> [EXERCISE DETAILS]:
Please return the lines of the data below, word for word, from the first line through the line containing "net constraints unchanged.".

> [MATERIAL PROVIDED]:
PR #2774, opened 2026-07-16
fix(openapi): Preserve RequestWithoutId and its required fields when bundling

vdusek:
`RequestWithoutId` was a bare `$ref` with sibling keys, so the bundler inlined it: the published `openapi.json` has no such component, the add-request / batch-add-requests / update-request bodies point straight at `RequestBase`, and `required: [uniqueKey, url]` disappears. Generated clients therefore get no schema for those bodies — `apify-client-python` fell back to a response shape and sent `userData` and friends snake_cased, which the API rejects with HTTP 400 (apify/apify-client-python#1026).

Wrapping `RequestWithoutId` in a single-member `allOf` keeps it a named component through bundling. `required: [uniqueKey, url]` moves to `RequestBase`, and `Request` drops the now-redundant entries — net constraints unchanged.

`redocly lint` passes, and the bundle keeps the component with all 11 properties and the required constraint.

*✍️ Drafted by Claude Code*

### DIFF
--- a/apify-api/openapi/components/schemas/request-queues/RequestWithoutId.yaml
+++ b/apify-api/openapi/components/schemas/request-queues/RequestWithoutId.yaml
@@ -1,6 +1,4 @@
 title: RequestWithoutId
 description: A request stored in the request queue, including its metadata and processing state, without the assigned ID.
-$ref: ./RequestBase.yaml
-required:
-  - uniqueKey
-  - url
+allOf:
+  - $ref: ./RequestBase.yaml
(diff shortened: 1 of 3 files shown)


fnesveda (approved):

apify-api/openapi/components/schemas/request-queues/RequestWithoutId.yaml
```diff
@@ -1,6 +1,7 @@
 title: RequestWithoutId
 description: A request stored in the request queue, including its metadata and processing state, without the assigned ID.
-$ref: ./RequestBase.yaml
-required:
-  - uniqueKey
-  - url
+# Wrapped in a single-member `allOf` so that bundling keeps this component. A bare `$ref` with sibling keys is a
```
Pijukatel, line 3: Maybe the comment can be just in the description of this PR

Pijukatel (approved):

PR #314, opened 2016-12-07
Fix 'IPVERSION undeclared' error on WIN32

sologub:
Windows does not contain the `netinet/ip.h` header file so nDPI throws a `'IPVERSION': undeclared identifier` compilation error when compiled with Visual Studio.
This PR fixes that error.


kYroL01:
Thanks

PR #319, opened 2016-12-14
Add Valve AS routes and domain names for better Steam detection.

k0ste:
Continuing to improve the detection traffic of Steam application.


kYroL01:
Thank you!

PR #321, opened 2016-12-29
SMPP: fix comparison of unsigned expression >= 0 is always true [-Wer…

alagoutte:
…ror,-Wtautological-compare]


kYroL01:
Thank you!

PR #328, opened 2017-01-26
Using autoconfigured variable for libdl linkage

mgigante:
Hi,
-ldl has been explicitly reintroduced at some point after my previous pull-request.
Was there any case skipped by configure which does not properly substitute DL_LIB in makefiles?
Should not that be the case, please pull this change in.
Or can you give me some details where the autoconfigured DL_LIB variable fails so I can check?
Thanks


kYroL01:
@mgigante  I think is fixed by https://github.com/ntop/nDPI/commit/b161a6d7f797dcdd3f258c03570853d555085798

> [COMPLETED EXERCISE]:
PR #2774, opened 2026-07-16
fix(openapi): Preserve RequestWithoutId and its required fields when bundling

vdusek:
`RequestWithoutId` was a bare `$ref` with sibling keys, so the bundler inlined it: the published `openapi.json` has no such component, the add-request / batch-add-requests / update-request bodies point straight at `RequestBase`, and `required: [uniqueKey, url]` disappears. Generated clients therefore get no schema for those bodies — `apify-client-python` fell back to a response shape and sent `userData` and friends snake_cased, which the API rejects with HTTP 400 (apify/apify-client-python#1026).

Wrapping `RequestWithoutId` in a single-member `allOf` keeps it a named component through bundling. `required: [uniqueKey, url]` moves to `RequestBase`, and `Request` drops the now-redundant entries — net constraints unchanged.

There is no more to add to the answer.